I don't need power mirrors, auto start, collision avoidance, etc. Just a basic, but nice work truck.

Sent from my SM-G930V using Tapatalk


----------



## WarnerConstInc. (Jan 30, 2008)

Golden view said:


> They must make all their profit on the loaded trucks. I find it hard to believe that some nice leather, trim, and some electronics can add $40k


17 f350 CC LB 4x4 XL package with 6.7 is like 48k. 

Sent from my SM-G950U using Tapatalk


----------



## Big Johnson (Jun 2, 2017)

WarnerConstInc. said:


> I know the 18 f350 CC 4x4 dually platinum will crack 100k with tax title and licence.
> 
> Sent from my SM-G950U using Tapatalk


I wonder how much the dually option adds? 

Is there any other advantage beyond heavier tongue weight?

The gmc didn’t have dually, but it had everything else. Diesel, leather, crew, 5th wheel ready. Nice lookin truck. I couldn’t use that thing as a work truck though, it’s for mah and pah to tow their oversized camper around the country.


----------



## VinylHanger (Jul 14, 2011)

At 100k and only like 7 years to pay it off, that is crazy nuts. That's two houses in some parts of the country with 30 years to pay off.

I just can't see where you get 100k worth of anything in a truck. 50k is too much for me.

Maybe that's why I'll always drive 10 plus year old rigs I suppose.

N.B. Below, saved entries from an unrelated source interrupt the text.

Issue #378, opened 2023-06-30
run all test models with ribasim_cli


visr:
This would be a good test for both the correct working of the ribasim_cli, and to see if the test models don't error. It would be done on TeamCity.

https://github.com/Deltares/Ribasim/blob/a0e04c66a8678b6da35c5bd3b22be97f891b4220/python/ribasim_testmodels/ribasim_testmodels/__init__.py#L13-L18

Related: #339

visr:
Closed in favor of #339

PR #546, opened 2023-08-25
update manifests

visr:
This was missing from #536. Therefore the binaries were still built with a `DiffEqCallbacks < "2.28"`.


Hofer-Julian (approved):
Time to tackle https://github.com/Deltares/Ribasim/issues/378 then I guess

Sent from my SM-G930V using Tapatalk


----------



## Unger.const (Jun 3, 2012)

SPG said:


> Sounds like you want a Japanese Kei truck. The bed is about knee high and the sides even fold down like a tailgate.
> 
> 
> 
> ...


I want one.........but only as a beater. More like a flatbed trailer w/ a motor.


----------



## Leo G (May 12, 2005)

It was pretty hard for me to put $28K into a vehicle. 100K is stupid.


----------



## Unger.const (Jun 3, 2012)

WarnerConstInc. said:


> 50k? Loaded up one tons are approaching 100k.
> 
> That's why you get a flat bed.
> 
> Sent from my SM-G950U using Tapatalk


The problem with flatbed trucks is the level is higher then the wheels. So your still lifting higher to load/work from.


----------



## Unger.const (Jun 3, 2012)

Irronicly........in this thread one of the advertising is for a super small SUV acting like the Beverly hill billy's. 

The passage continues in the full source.